### RECORDS FOR THE TASK
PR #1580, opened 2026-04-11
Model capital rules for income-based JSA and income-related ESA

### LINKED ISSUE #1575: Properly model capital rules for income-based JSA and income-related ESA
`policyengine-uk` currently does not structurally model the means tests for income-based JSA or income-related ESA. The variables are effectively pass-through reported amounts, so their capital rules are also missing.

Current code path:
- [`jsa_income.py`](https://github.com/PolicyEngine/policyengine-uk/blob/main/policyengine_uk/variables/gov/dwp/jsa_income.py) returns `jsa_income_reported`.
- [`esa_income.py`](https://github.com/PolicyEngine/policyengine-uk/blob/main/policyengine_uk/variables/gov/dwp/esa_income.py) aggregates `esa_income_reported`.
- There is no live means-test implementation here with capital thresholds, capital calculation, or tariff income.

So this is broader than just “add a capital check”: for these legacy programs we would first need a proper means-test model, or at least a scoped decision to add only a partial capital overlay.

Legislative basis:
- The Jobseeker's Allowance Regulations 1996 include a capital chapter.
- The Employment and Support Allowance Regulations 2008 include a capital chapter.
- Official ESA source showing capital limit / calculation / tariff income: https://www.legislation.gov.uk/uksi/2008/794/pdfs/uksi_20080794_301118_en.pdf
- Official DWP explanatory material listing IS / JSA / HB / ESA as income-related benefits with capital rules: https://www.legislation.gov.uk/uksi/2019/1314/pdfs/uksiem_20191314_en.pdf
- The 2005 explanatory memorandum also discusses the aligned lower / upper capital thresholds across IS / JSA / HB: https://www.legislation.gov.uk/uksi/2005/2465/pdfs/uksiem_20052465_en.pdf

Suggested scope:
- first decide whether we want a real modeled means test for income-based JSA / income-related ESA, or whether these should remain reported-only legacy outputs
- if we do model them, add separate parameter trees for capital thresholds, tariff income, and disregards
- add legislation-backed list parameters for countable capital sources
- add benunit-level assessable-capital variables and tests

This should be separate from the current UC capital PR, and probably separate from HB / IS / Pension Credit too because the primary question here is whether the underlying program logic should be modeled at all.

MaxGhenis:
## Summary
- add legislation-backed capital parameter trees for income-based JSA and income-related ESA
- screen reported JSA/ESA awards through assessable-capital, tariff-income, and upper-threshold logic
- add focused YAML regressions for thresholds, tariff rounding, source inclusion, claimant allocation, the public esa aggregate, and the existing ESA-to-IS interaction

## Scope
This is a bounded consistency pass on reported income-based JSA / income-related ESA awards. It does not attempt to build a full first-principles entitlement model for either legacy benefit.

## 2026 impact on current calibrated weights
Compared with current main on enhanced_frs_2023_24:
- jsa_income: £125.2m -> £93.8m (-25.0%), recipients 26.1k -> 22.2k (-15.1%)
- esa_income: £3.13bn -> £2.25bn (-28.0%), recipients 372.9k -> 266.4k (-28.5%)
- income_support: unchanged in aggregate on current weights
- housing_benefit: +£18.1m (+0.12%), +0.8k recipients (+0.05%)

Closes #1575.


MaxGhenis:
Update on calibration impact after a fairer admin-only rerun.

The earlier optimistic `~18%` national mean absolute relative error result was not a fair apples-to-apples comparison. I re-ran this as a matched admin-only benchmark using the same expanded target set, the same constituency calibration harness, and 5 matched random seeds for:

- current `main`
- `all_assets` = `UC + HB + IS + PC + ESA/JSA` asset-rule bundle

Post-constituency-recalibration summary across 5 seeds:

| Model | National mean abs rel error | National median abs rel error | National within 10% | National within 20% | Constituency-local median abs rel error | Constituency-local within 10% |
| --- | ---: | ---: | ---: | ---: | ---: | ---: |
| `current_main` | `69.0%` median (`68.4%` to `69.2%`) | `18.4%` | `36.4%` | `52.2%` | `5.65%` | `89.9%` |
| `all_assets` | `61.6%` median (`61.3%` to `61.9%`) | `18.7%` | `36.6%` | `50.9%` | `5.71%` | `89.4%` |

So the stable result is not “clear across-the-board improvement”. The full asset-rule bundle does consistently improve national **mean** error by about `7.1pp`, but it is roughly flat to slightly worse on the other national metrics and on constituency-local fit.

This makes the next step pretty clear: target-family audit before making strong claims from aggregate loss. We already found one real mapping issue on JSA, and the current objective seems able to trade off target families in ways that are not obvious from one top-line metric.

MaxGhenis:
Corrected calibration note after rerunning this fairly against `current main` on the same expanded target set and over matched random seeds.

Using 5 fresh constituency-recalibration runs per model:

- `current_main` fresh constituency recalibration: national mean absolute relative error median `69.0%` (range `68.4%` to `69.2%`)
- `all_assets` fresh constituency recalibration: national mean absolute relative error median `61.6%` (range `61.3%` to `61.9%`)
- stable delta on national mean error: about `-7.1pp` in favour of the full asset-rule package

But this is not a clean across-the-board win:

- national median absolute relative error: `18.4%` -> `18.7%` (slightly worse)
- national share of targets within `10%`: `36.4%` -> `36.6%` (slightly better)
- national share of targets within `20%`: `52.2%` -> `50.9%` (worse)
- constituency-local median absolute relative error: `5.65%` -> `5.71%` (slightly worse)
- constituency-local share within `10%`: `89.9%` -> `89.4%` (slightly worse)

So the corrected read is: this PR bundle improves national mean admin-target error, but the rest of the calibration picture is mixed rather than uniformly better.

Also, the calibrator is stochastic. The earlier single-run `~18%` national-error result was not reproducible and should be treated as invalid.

### REQUIREMENT
Check how many lines in the entries contain "board", and reply with that number alone.

### TASK OUTPUT
2